[WORK INSTRUCTIONS]:
Reproduce each of the following records without any deviation.

[LISTED RECORDS]:
● ● ● ● ●

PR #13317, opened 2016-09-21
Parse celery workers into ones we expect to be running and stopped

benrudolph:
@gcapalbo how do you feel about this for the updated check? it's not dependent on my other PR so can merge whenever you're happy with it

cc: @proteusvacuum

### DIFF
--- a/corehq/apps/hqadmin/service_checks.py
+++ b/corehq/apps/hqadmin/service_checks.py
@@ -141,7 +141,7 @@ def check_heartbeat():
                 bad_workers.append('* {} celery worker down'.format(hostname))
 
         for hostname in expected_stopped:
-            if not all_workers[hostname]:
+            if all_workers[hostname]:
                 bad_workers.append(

● ● ● ● ●

[REPLY TO THE TASK]:
PR #13317, opened 2016-09-21
Parse celery workers into ones we expect to be running and stopped

benrudolph:
@gcapalbo how do you feel about this for the updated check? it's not dependent on my other PR so can merge whenever you're happy with it

cc: @proteusvacuum

### DIFF
--- a/corehq/apps/hqadmin/service_checks.py
+++ b/corehq/apps/hqadmin/service_checks.py
@@ -141,7 +141,7 @@ def check_heartbeat():
                 bad_workers.append('* {} celery worker down'.format(hostname))
 
         for hostname in expected_stopped:
-            if not all_workers[hostname]:
+            if all_workers[hostname]:
                 bad_workers.append(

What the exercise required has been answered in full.